→ **Material provided**
== Segment start ==

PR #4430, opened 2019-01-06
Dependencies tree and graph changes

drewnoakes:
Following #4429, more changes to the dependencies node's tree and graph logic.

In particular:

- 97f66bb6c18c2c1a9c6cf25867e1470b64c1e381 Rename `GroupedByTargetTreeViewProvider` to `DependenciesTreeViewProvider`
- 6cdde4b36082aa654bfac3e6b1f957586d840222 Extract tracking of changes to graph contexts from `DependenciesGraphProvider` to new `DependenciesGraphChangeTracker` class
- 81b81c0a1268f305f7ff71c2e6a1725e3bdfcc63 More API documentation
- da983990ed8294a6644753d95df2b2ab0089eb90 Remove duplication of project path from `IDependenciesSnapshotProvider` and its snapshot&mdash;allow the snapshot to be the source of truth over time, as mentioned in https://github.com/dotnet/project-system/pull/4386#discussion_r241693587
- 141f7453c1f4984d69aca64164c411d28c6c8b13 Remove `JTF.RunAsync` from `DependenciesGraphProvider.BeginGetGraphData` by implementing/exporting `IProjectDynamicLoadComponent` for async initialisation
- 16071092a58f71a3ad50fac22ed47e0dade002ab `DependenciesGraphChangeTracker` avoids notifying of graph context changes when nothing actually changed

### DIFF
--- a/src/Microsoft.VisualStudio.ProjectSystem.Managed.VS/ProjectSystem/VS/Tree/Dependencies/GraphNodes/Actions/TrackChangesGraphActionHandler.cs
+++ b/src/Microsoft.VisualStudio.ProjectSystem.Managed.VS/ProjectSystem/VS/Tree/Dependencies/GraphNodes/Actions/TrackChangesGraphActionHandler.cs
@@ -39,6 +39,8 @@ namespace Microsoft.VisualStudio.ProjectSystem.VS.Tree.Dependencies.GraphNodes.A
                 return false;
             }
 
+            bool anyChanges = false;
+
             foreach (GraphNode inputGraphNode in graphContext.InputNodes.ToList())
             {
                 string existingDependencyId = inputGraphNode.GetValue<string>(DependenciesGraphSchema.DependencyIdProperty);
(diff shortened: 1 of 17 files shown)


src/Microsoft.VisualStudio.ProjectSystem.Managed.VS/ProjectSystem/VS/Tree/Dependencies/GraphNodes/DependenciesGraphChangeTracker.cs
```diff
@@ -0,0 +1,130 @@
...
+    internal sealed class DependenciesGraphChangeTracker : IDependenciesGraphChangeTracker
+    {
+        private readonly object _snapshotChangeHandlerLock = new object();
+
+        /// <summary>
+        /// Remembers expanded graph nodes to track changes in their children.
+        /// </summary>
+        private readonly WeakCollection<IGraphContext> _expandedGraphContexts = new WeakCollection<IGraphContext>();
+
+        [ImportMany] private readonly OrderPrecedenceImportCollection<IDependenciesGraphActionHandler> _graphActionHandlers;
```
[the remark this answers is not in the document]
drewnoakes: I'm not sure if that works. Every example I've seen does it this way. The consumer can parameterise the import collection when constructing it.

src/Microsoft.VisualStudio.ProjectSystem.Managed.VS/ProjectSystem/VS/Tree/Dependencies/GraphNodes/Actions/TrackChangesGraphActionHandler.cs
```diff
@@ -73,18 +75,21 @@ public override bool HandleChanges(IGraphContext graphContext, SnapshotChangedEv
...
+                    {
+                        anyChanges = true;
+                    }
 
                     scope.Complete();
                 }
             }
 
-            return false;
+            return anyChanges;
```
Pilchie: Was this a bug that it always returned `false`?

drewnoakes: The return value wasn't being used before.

== Segment end ==

→ **Your instructions**
Count the lines above holding "that". Give only the number.

→ **Your solution**
2